Change ownership chown
As I already mentioned earlier, the owner is the file's creator; therefore, the file is owned by a user and the user is owned by a group. This basically means the file is also owned by the group. A regular user is not able to take ownership of a file created by a different user, but the administrator (root) can and there after can reassign permissions.

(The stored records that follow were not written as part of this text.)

PR #12101, opened 2024-02-29
Split configuration and add resetPeerList for region migration

BUAAserein:
## Description

Split configuration and add resetPeerList for region migration, see [feishu-doc](https://apache-iotdb.feishu.cn/docx/MC8gdgTgOoG9eYx9MIpcrtB9n4e) for details.

### DIFF
--- a/iotdb-core/consensus/src/main/java/org/apache/iotdb/consensus/iot/IoTConsensusServerImpl.java
+++ b/iotdb-core/consensus/src/main/java/org/apache/iotdb/consensus/iot/IoTConsensusServerImpl.java
@@ -605,22 +605,21 @@ public class IoTConsensusServerImpl {
   public void persistConfigurationUpdate() throws ConsensusGroupModifyPeerException {
     try {
       serializeConfigurationAndFsyncToDisk(CONFIGURATION_TMP_FILE_NAME);
-      Path tmpConfigurationPath =
-          Paths.get(new File(storageDir, CONFIGURATION_TMP_FILE_NAME).getAbsolutePath());
-      Path configurationPath =
-          Paths.get(new File(storageDir, CONFIGURATION_FILE_NAME).getAbsolutePath());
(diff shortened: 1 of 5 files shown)


iotdb-core/consensus/src/main/java/org/apache/iotdb/consensus/iot/IoTConsensusServerImpl.java
```diff
@@ -635,20 +623,59 @@ public void recoverConfiguration() {
       // interrupted
       // unexpectedly, we need substitute configuration with tmpConfiguration file
       if (Files.exists(tmpConfigurationPath)) {
-        if (Files.exists(configurationPath)) {
-          Files.delete(configurationPath);
-        }
+        Files.deleteIfExists(configurationPath);
         Files.move(tmpConfigurationPath, configurationPath);
       }
       buffer = ByteBuffer.wrap(Files.readAllBytes(configurationPath));
```
liyuheng55555, line 629: After the configuration.dat file is split, seems Files.readAllBytes(configurationPath) will cause `IOException`, then line 637 will catch this exception and handle it with the new `getConfiguration` method.
Thus, there are some other code also throw `IOException`. This makes the code here somewhat unclear.
image
It is hoped to use a clearer method to determine whether the current processing is a new version file or an old version file (for example, whether the CONFIGURATION_FILE_NAME file exists or not).

liyuheng55555 (changes requested):
PTAL~

iotdb-core/consensus/src/main/java/org/apache/iotdb/consensus/iot/IoTConsensusServerImpl.java
BUAAserein: ok.

liyuheng55555 (approved):
LGTM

This is much simpler; all you have to do is be root
[root@server2 collections]# chown user1 afile
[root@server2 collections]#ls –l
total
rw-r--r-- | 1 user1 | root | 6 Aug 17 | 09:09 afile |
-rw-r--r-- | 1 root | root | 27 Aug 17 | 09:46 file2 |
-rw-r-- r-- | 1 root | root | 14 Aug 17 | 09:46 myfile |
drwxr-xr-x | 2 root | root | 4096 Aug 17 | 10:34 another/ |
[root@server2 collections]#
As you can see the new owner now is user1, even though user1 belongs to group root.

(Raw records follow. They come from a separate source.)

PR #12106, opened 2024-03-01
[IOTDB-6305] Add show current_timestamp statement 

yx-zhang:
issue: https://issues.apache.org/jira/browse/IOTDB-6305

### DIFF
--- a/iotdb-core/datanode/src/main/java/org/apache/iotdb/db/queryengine/plan/execution/memory/StatementMemorySourceVisitor.java
+++ b/iotdb-core/datanode/src/main/java/org/apache/iotdb/db/queryengine/plan/execution/memory/StatementMemorySourceVisitor.java
@@ -39,6 +39,7 @@ import org.apache.iotdb.db.queryengine.plan.statement.metadata.CountNodesStateme
 import org.apache.iotdb.db.queryengine.plan.statement.metadata.CountTimeSeriesStatement;
 import org.apache.iotdb.db.queryengine.plan.statement.metadata.ShowChildNodesStatement;
 import org.apache.iotdb.db.queryengine.plan.statement.metadata.ShowChildPathsStatement;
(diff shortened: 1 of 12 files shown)


JackieTien97 (approved):

iotdb-core/datanode/src/main/java/org/apache/iotdb/db/queryengine/plan/execution/memory/StatementMemorySourceVisitor.java
```diff
@@ -259,4 +260,19 @@ public StatementMemorySource visitShowPathsUsingTemplate(
...
+  public StatementMemorySource visitShowCurrentTimestamp(
+      ShowCurrentTimestampStatement showCurrentTimestampStatement,
+      StatementMemorySourceContext context) {
+    List<TSDataType> outputDataTypes =
+        ColumnHeaderConstant.showCurrentTimestampColumnHeaders.stream()
+            .map(ColumnHeader::getColumnType)
+            .collect(Collectors.toList());
+    TsBlockBuilder tsBlockBuilder = new TsBlockBuilder(outputDataTypes);
+    tsBlockBuilder.getTimeColumnBuilder().writeLong(0L);
+    tsBlockBuilder.getColumnBuilder(0).writeLong(System.currentTimeMillis());
```
HTHou, line 273: Is there any issue when the timestamp_precision is ns or us? @JackieTien97

JackieTien97: It's a long value, how to resolve this long value depends on the user. We can default return `ms`, in stardand sql, there will be a parameter called `precision` in current_timestamp function to decide whether to return `ms`, `us` or `ns`, so I think it's ok to defaultly return `ms` here and this function call's time precision should have nothing to do with our `timestamp_precision` configuration.

Beyyes (approved):
LGTM

HTHou (approved):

How can you change the group?
I will add user1 to group user1:
root@server2 collections]#chown user1.user1 afile
Now I will do the ls –l
[root@server2 collections]#ls –l total
rw-r--r-- | 1 user1 | user1 | 6 Aug 17 | 09:09 afile |
-rw-r--r-- | 1 root | root | 27 Aug 17 | 09:46 file2 |
-rw-r-- r-- | 1 root | root | 14 Aug 17 | 09:46 myfile |
drwxr-xr-x | 2 root | root | 4096 Aug 17 | 10:34 another/ |
[root@server2 collections]#
Now afile belongs to User1, User1 can now do anything to the file.
Note: An owner can be from any group, and still can have full control of the specified file if proper permission is granted.